(WHAT TO WORK ON)
Where in the material does the word "Release" appear? Copy each line that has it.
--- START ---
PR #596, opened 2026-09-03
Match pymilvus search iterator filter and DML/get short-circuits

yhmo:
- Add external_filter_func to iterator arguments; SearchIteratorV2 applies it per fetched page via SingleResult::FilterRows, matching pymilvus page filter.
- Short-circuit insert/upsert with empty data and get with empty ids (no RPC), returning empty results like pymilvus.

### DIFF
--- a/scripts/build_tutorials.sh
+++ b/scripts/build_tutorials.sh
@@ -19,17 +19,26 @@ if ! conan remote list | grep -q "^${REMOTE_NAME}:"; then
     conan remote add "${REMOTE_NAME}" "${REMOTE_URL}" --allowed-packages "milvus-sdk-cpp/*"
 fi
 
-echo "Creating milvus-sdk-cpp/${SDK_VERSION}@${SDK_USER}/${SDK_CHANNEL} from the current checkout"
-conan create "${ROOT_DIR}" \
+echo "Exporting milvus-sdk-cpp/${SDK_VERSION}@${SDK_USER}/${SDK_CHANNEL} from the current checkout"
+conan export "${ROOT_DIR}" \
     --version="${SDK_VERSION}" \
     --user="${SDK_USER}" \
-    --channel="${SDK_CHANNEL}" \
+    --channel="${SDK_CHANNEL}"
+
+# Build the SDK package only when the current checkout is not already cached.
+# conan create always forces a rebuild; export + install --build=missing reuses
+# the cached package whenever the recipe revision is unchanged.
+SDK_REF="milvus-sdk-cpp/${SDK_VERSION}@${SDK_USER}/${SDK_CHANNEL}"
+SDK_BUILD_DIR="$(mktemp -d)"
+trap 'rm -rf "${SDK_BUILD_DIR}"' EXIT
+conan install --requires="${SDK_REF}" \
+    --build=missing \
     -s build_type=Release \
     -s compiler.cppstd=14 \
     -s:b build_type=Release \
     -s:b compiler.cppstd=17 \
     -c tools.build:jobs="${JOBS}" \
-    --build=missing
+    --output-folder="${SDK_BUILD_DIR}"
 
 export MILVUS_SDK_VERSION="${SDK_VERSION}"
 export MILVUS_SDK_USER="${SDK_USER}"
--- a/src/impl/MilvusClientV2Impl.cpp
+++ b/src/impl/MilvusClientV2Impl.cpp
@@ -1772,6 +1772,24 @@ Status
 MilvusClientV2Impl::insert(const InsertRequest& request, InsertResponse& response, bool allow_retry) {
     const auto endpoint = connection_.CurrentEndpoint();
     const auto database_name = connection_.CurrentDbName(request.DatabaseName());
+
+    // Short-circuit empty data like pymilvus: no rows to insert, do not issue the RPC.
+    // Check the row count rather than container emptiness so a request whose
+    // columns hold zero rows (FieldData::Count() == 0) is still short-circuited.
+    const auto& columns = request.ColumnsData();
+    uint64_t column_count = 0;
+    if (!columns.empty() && columns.front() != nullptr) {
+        column_count = columns.front()->Count();
+    }
+    if (column_count == 0 && request.RowsData().empty()) {
+        if (request.CollectionName().empty()) {
+            return {StatusCode::INVALID_ARGUMENT, "Collection name cannot be empty!"};
+        }
+        DmlResults results;
+        response.SetResults(std::move(results));
+        return Status::OK();
+    }
+
     CollectionDescPtr collection_desc;
     std::vector<proto::schema::FieldData> rpc_fields;
     auto validate = [this, &endpoint, &database_name, &request, &collection_desc, &rpc_fields]() {
@@ -1892,6 +1910,25 @@ Status
 MilvusClientV2Impl::upsert(const UpsertRequest& request, UpsertResponse& response, bool allow_retry) {
     const auto endpoint = connection_.CurrentEndpoint();
     const auto database_name = connection_.CurrentDbName(request.DatabaseName());
+
+    // Short-circuit empty data like pymilvus: no rows to upsert, do not issue the RPC.
+    // Keep partial-update field operations flowing to the server for validation even
+    // when the request carries no rows (field_ops is a C++-specific input). The row
+    // count, not container emptiness, drives the short-circuit (see insert()).
+    const auto& upsert_columns = request.ColumnsData();
+    uint64_t upsert_column_count = 0;
+    if (!upsert_columns.empty() && upsert_columns.front() != nullptr) {
+        upsert_column_count = upsert_columns.front()->Count();
+    }
+    if (upsert_column_count == 0 && request.RowsData().empty() && request.FieldOps().empty()) {
+        if (request.CollectionName().empty()) {
+            return {StatusCode::INVALID_ARGUMENT, "Collection name cannot be empty!"};
+        }
+        DmlResults results;
+        response.SetResults(std::move(results));
+        return Status::OK();
+    }
+
     std::vector<proto::schema::FieldData> rpc_fields;
     CollectionDescPtr collection_desc;
     auto validate = [this, &endpoint, &database_name, &request, &collection_desc, &rpc_fields]() {
@@ -2354,6 +2391,16 @@ MilvusClientV2Impl::get(const GetRequest& request, GetResponse& response, const 
 Status
 MilvusClientV2Impl::getWithoutTelemetry(const GetRequest& request, GetResponse& response,
                                         const std::string& cluster_id) {
+    // Short-circuit empty ids like pymilvus: no rows to fetch, do not issue the RPC.
+    if (request.IDs().GetRowCount() == 0) {
+        if (request.CollectionName().empty()) {
+            return {StatusCode::INVALID_ARGUMENT, "Collection name cannot be empty!"};
+        }
+        response.SetResults(QueryResults{});
+        response.SetSessionTs(0);
+        return Status::OK();
+    }
+
     const auto endpoint = connection_.CurrentEndpoint();
     const auto database_name = connection_.CurrentDbName(request.DatabaseName());
     CollectionDescPtr collection_desc;
--- a/src/impl/types/SearchIteratorImpl.cpp
+++ b/src/impl/types/SearchIteratorImpl.cpp
@@ -58,24 +58,63 @@ SearchIteratorImpl<T>::Next(SingleResult& results) {
         output_count = std::min(output_count, left_count);
     }
 
-    if (SearchIteratorImpl::CachedCount(cache_) < output_count) {
-        // if cache is not sufficient, try to fill the result by probing with constant width
-        // until finish filling or exceeding max trial time: 10
-        auto status = trySearchFill(output_count);
+    // Apply the client-side page filter (pymilvus external_filter_func) if set.
+    // A filtered-out page does not grow the cache, so keep filling and fetching
+    // until a non-empty page is produced or the server has no more results.
+    const bool has_filter = static_cast<bool>(args_.ExternalFilterFunc());
+    while (true) {
+        if (SearchIteratorImpl::CachedCount(cache_) < output_count) {
+            // if cache is not sufficient, try to fill the result by probing with constant width
+            // until finish filling or exceeding max trial time: 10
+            auto status = trySearchFill(output_count);
+            if (!status.IsOk()) {
+                return status;
+            }
+        }
+
+        // return batch from the cache if cache is big enough
+        results.Clear();
+        auto status = SearchIteratorImpl::FetchPageFromCache(cache_, args_.OutputFields(), output_count, results);
         if (!status.IsOk()) {
             return status;
         }
+
+        if (results.GetRowCount() == 0) {
+            // no more rows from the server
+            break;
+        }
+
+        // keep width_ derived from the unfiltered page: the external filter below usually
+        // prunes rows below BatchSize, so the old post-loop width update would never fire
+        // and width_ (which drives radius expansion) would stay frozen at the init value.
+        if (results.GetRowCount() == args_.BatchSize()) {
+            updateWidth(results);
+        }
+
+        if (!has_filter) {
+            break;
+        }
+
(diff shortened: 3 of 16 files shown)


src/impl/types/SearchIteratorV2Impl.cpp
```diff
@@ -67,6 +67,19 @@ SearchIteratorV2Impl<T>::Next(SingleResult& results) {
             break;
         }
 
+        // Apply the client-side page filter (pymilvus external_filter_func) if set.
+        // A filtered-out page does not grow the cache, so keep pulling until the
+        // target length is reached or the server has no more results.
+        if (args_.ExternalFilterFunc()) {
```
yhmo, line 73: src/impl/types/SearchIteratorV2Impl.cpp line:73
Medium ---- ExternalFilterFunc() is only consulted in the SearchIteratorV2 paging loop. When the server does not support iterator v2, MilvusClientV2Impl::searchIterator (and the legacy MilvusClientImpl::SearchIterator) silently fall back to SearchIteratorImpl, whose Next() never applies the filter, so a caller's external_filter_func is silently dropped. pymilvus instead raises NOT_SUPPORTED in that case. Consider honoring the filter on the V1 fallback path too, or documenting/warning on the fallback so it is not silently ignored.

src/impl/types/SearchIteratorV2Impl.cpp
```diff
@@ -67,6 +67,19 @@ SearchIteratorV2Impl<T>::Next(SingleResult& results) {
...
+            status = args_.ExternalFilterFunc()(*single_result);
+            if (!status.IsOk()) {
+                return status;
+            }
+            if (single_result->GetRowCount() == 0) {
```
yhmo, line 78: src/impl/types/SearchIteratorV2Impl.cpp line:78
Medium ---- No test exercises the new per-page filter behavior in the iterator loop: the added tests cover only SingleResult::FilterRows and the getter/setter, not that Next() applies the filter on each page, drops a fully-filtered page via this continue, or accumulates filtered rows across pages up to target_len. pymilvus has iterator-level tests for external_filter_func (tests/unit/test_search_iterator.py). Consider a mocked SearchIteratorV2 test covering a fully-filtered page and a partially-filtered page.

src/impl/types/SearchResults.cpp
```diff
@@ -167,6 +168,60 @@ SingleResult::WithHighlightResults(std::vector<HighlightResults>&& highlight_res
...
+            continue;
+        }
+
+        FieldDataPtr target;
+        for (uint64_t idx : keep_indices) {
+            if (idx >= field->Count()) {
+                return {StatusCode::INVALID_ARGUMENT, "row index out of bound"};
+            }
+            FieldDataPtr piece;
+            auto status = CopyFieldData(field, idx, idx + 1, piece);
```
yhmo: src/impl/types/SearchResults.cpp line:194
Low ---- FilterRows copies the page field-by-field and row-by-row: for each output field and each kept index it builds a single-row FieldData (CopyFieldData) and then merges it (AppendFieldData), so filtering a page costs O(fields x kept_rows) allocations plus per-row vector copies on every Next() page. pymilvus filters via list slicing. For large batch sizes or wide schemas this is noticeably more work than needed; consider copying directly into a pre-reserved vector per field instead of per-row piece + append.

src/impl/MilvusClientV2Impl.cpp
```diff
@@ -1772,6 +1772,14 @@ Status
 MilvusClientV2Impl::insert(const InsertRequest& request, InsertResponse& response, bool allow_retry) {
     const auto endpoint = connection_.CurrentEndpoint();
     const auto database_name = connection_.CurrentDbName(request.DatabaseName());
+
+    // Short-circuit empty data like pymilvus: no rows to insert, do not issue the RPC.
+    if (request.ColumnsData().empty() && request.RowsData().empty()) {
+        DmlResults results;
+        response.SetResults(std::move(results));
+        return Status::OK();
+    }
```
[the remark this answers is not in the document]
yhmo: The issue is confirmed fixed. Resolving this conversation.

src/impl/MilvusClientV2Impl.cpp
```diff
@@ -2354,6 +2372,11 @@ MilvusClientV2Impl::get(const GetRequest& request, GetResponse& response, const
 Status
 MilvusClientV2Impl::getWithoutTelemetry(const GetRequest& request, GetResponse& response,
                                         const std::string& cluster_id) {
+    // Short-circuit empty ids like pymilvus: no rows to fetch, do not issue the RPC.
+    if (request.IDs().GetRowCount() == 0) {
+        return Status::OK();
+    }
```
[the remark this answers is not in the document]
yhmo: The issue is confirmed fixed. Resolving this conversation.

src/impl/types/SearchResults.cpp
```diff
@@ -16,6 +16,7 @@
 
 #include "milvus/types/SearchResults.h"
 
+#include <algorithm>
 #include <stdexcept>
```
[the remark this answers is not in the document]
yhmo: The issue is confirmed fixed. Resolving this conversation.

src/include/milvus/types/IteratorArguments.h
```diff
@@ -16,9 +16,12 @@
 
 #pragma once
 
+#include <functional>
+
 #include "FieldSchema.h"
 #include "QueryArguments.h"
 #include "SearchArguments.h"
+#include "SearchResults.h"
 #include "milvus/Export.h"
```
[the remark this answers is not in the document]
yhmo: The issue is confirmed fixed. Resolving this conversation.

src/impl/types/SearchIteratorV2Impl.cpp
yhmo: The issue is confirmed fixed. Resolving this conversation.

src/impl/types/SearchIteratorV2Impl.cpp
yhmo: The issue is confirmed fixed. Resolving this conversation.

src/impl/types/SearchResults.cpp
yhmo: The issue is confirmed fixed. Resolving this conversation.

test/it/v1/TestSearchIterator.cpp
```diff
@@ -302,3 +302,149 @@ TEST_F(MilvusMockedTest, SearchIteratorV2PinsProbeTimestampForSessionConsistency
...
+            milvus::ConvertCollectionSchema(collection_schema, *proto_schema);
+            return ::grpc::Status{};
+        });
+
+    const uint64_t batch_size = 100;
+    uint64_t current_poz = 0;
+    bool probe_compability = true;
+    EXPECT_CALL(service_, Search(_, _, _))
+        .WillRepeatedly([&](::grpc::ServerContext*, const SearchRequest* request, SearchResults* response) {
+            response->mutable_results()->mutable_search_iterator_v2_results()->set_token("dummy");
```
yhmo: test/it/v1/TestSearchIterator.cpp line:343
Medium ---- This new test only exercises the SearchIteratorV2 path: the mocked Search always returns search_iterator_v2_results.token="dummy", so searchIterator() keeps the V2 iterator and the V1 fallback (SearchIteratorImpl::Next) is never reached. Since this PR also rewrote the V1 Next() with the client-side filter loop (per-page filter, fully-filtered-page continue, and the extra trySearchFill refill), that fallback path now has no direct test coverage — the V1 filter behavior is only guaranteed by code reading. Consider an IT variant with an empty token so SearchIteratorImpl::Next runs the filter loop against the mock.

src/impl/types/SearchIteratorImpl.cpp
```diff
@@ -58,19 +58,54 @@ SearchIteratorImpl<T>::Next(SingleResult& results) {
...
+        if (results.GetRowCount() == 0) {
+            // no more rows from the server
+            break;
+        }
+
+        if (!has_filter) {
+            break;
+        }
+
+        status = args_.ExternalFilterFunc()(results);
```
yhmo, line 98: src/impl/types/SearchIteratorImpl.cpp line:91
Low ---- With an external filter set, the filtered page usually has fewer rows than BatchSize, so the post-loop `if (results.GetRowCount() == args_.BatchSize()) updateWidth(results)` almost never fires and width_ stays frozen at the value from the init page / first unfiltered page. Since width_ drives the radius expansion in nextParams/trySearchFill, a stale width can make the V1 fallback probe the wrong range as iteration progresses (under- or over-extending radius and skipping rows). Consider updating width_ from the unfiltered page before FilterRows is applied, or recomputing it when the filter is active.

test/it/v1/TestSearchIterator.cpp
yhmo: The issue is confirmed fixed. Resolving this conversation.

src/impl/types/SearchIteratorImpl.cpp
yhmo: The issue is confirmed fixed. Resolving this conversation.

src/include/milvus/types/SearchResults.h
```diff
@@ -147,6 +147,15 @@ struct MILVUS_SDK_API SingleResult {
     SingleResult&
     WithHighlightResults(std::vector<HighlightResults>&& highlight_results);
 
+    /**
+     * @brief Keep only the rows whose indices are in `keep_indices`, dropping the rest.
+     * This is used by the client-side page filter of the search iterator to prune
+     * hits fetched from the server. The order of the kept rows follows `keep_indices`.
+     * @return Status::OK on success, otherwise an INVALID_ARGUMENT status.
```
yhmo: src/include/milvus/types/SearchResults.h line:154
Low ---- The FilterRows doc claims failures return "an INVALID_ARGUMENT status", but CopyFieldDataByIndices (DqlUtils.cpp:2208) also returns NOT_SUPPORTED for unsupported field/element types and INVALID_ARGUMENT for out-of-range indices. Consider wording this as "an error status" or enumerating the two codes so callers do not rely on a single error code.

scripts/build_tutorials.sh
```diff
@@ -19,17 +19,26 @@ if ! conan remote list | grep -q "^${REMOTE_NAME}:"; then
     conan remote add "${REMOTE_NAME}" "${REMOTE_URL}" --allowed-packages "milvus-sdk-cpp/*"
 fi
 
-echo "Creating milvus-sdk-cpp/${SDK_VERSION}@${SDK_USER}/${SDK_CHANNEL} from the current checkout"
-conan create "${ROOT_DIR}" \
+echo "Exporting milvus-sdk-cpp/${SDK_VERSION}@${SDK_USER}/${SDK_CHANNEL} from the current checkout"
+conan export "${ROOT_DIR}" \
```
yhmo, line 23: scripts/build_tutorials.sh line:23
Low ---- This conan create -> export + install refactor is unrelated to the PR's stated purpose (pymilvus iterator filter parity and DML/get short-circuits). Bundling an independent CI/build-script change into a feature PR makes the change harder to review and to revert independently. Consider splitting it into its own PR or at least calling it out in the PR description.

src/include/milvus/types/SearchResults.h
yhmo: The issue is confirmed fixed. Resolving this conversation.

scripts/build_tutorials.sh
yhmo: This change is intentional and directly supports the CI work in this PR: build_tutorials.sh now exports + installs --build=missing so the cached SDK package is reused when src is unchanged, and the conan cache key now hashes src/** so changed sources get saved under a new key. Keeping it with the PR lets the tutorials step benefit from the same caching; splitting it out would leave that optimization orphaned. The conanfile/src hashing change is part of the same CI optimization and is covered by the PR description.

src/impl/types/SearchIteratorImpl.cpp
```diff
@@ -58,24 +58,63 @@ SearchIteratorImpl<T>::Next(SingleResult& results) {
...
+            updateWidth(results);
+        }
 
-    if (results.GetRowCount() == args_.BatchSize()) {
-        updateWidth(results);
+        if (!has_filter) {
+            break;
+        }
+
+        status = args_.ExternalFilterFunc()(results);
```
yhmo, line 98: src/impl/types/SearchIteratorImpl.cpp line:98
Low ---- The V1 fallback applies the client-side page filter to the page assembled by FetchPageFromCache, which can combine rows from several server pages plus leftover cache rows from a previous Next() call (e.g. when the cache front page is a split remainder and the next page fills output_count). On the V2 path (and in pymilvus) the callback always receives exactly one server page. For stateless row filters the results are identical, but for page-dependent filters (per-page dedup/sampling, keep-first-N-of-each-page) the same caller code behaves differently depending on which iterator implementation the SDK selects (older servers force the silent V1 fallback). Consider applying the filter per server page on the V1 path too, or document the grouping difference so callers do not rely on the "each page of hits fetched by the search iterator" doc claim.

src/impl/types/SearchResults.cpp
```diff
@@ -167,6 +168,46 @@ SingleResult::WithHighlightResults(std::vector<HighlightResults>&& highlight_res
...
+            return status;
+        }
+        filtered_fields.emplace_back(std::move(target));
+    }
+    output_fields_ = std::move(filtered_fields);
+
+    if (!highlight_results_.empty()) {
+        std::vector<HighlightResults> filtered_highlights;
+        filtered_highlights.reserve(keep_indices.size());
+        for (uint64_t idx : keep_indices) {
```
yhmo, line 200: src/impl/types/SearchResults.cpp line:200
Low ---- FilterRows is inconsistent between row data and highlight data for out-of-range indices: CopyFieldDataByIndices returns INVALID_ARGUMENT when an index is >= the field row count, but highlight indices >= highlight_results_.size() are silently skipped here. A caller passing the same keep_indices hits an explicit error for fields and a silent partial result for highlights. Consider propagating an out-of-range index as an error here too, or at least keeping the two paths' error semantics consistent.

src/impl/MilvusClientV2Impl.cpp
```diff
@@ -1772,6 +1772,17 @@ Status
 MilvusClientV2Impl::insert(const InsertRequest& request, InsertResponse& response, bool allow_retry) {
     const auto endpoint = connection_.CurrentEndpoint();
     const auto database_name = connection_.CurrentDbName(request.DatabaseName());
+
+    // Short-circuit empty data like pymilvus: no rows to insert, do not issue the RPC.
+    if (request.ColumnsData().empty() && request.RowsData().empty()) {
```
yhmo: src/impl/MilvusClientV2Impl.cpp line:1777
Low ---- The empty-data short-circuit checks container emptiness rather than row count: an InsertRequest whose ColumnsData() holds a non-empty vector with a single FieldData whose Count() is 0 bypasses the short-circuit and runs the full schema-loading/RPC path with num_rows=0, while pymilvus short-circuits on the row count (len(data)==0) and returns {"insert_count":0,"ids":[]} without an RPC. Consider deriving the condition from the actual row count (rows.size() or fields.front()->Count()) so a 0-row insert/upsert never reaches the wire regardless of how the empty data is constructed.

src/impl/types/SearchResults.cpp
yhmo: The issue is confirmed fixed. Resolving this conversation.

src/impl/MilvusClientV2Impl.cpp

src/impl/types/SearchIteratorImpl.cpp
yhmo: This grouping difference is a known consequence of the V1 fallback: the legacy iterator fills the cache from multiple server pages (plus cached leftovers) before FetchPageFromCache assembles a page, so the filter callback sees an assembled page rather than one server page. The V2 path and pymilvus both filter a single server page per callback. For stateless filters the results are identical; only page-dependent filters (per-page dedup/sampling) observe the difference, and those are inherently tied to the iterator implementation the server selects. Rebuilding the V1 fill path to filter per server page would be a larger refactor of a fallback used only with older servers, so I'm keeping the current behavior. The grouping semantics are documented in the V1 Next() comment.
--- END ---
(EXPECTED OUTPUT)
     -s build_type=Release \
     -s:b build_type=Release \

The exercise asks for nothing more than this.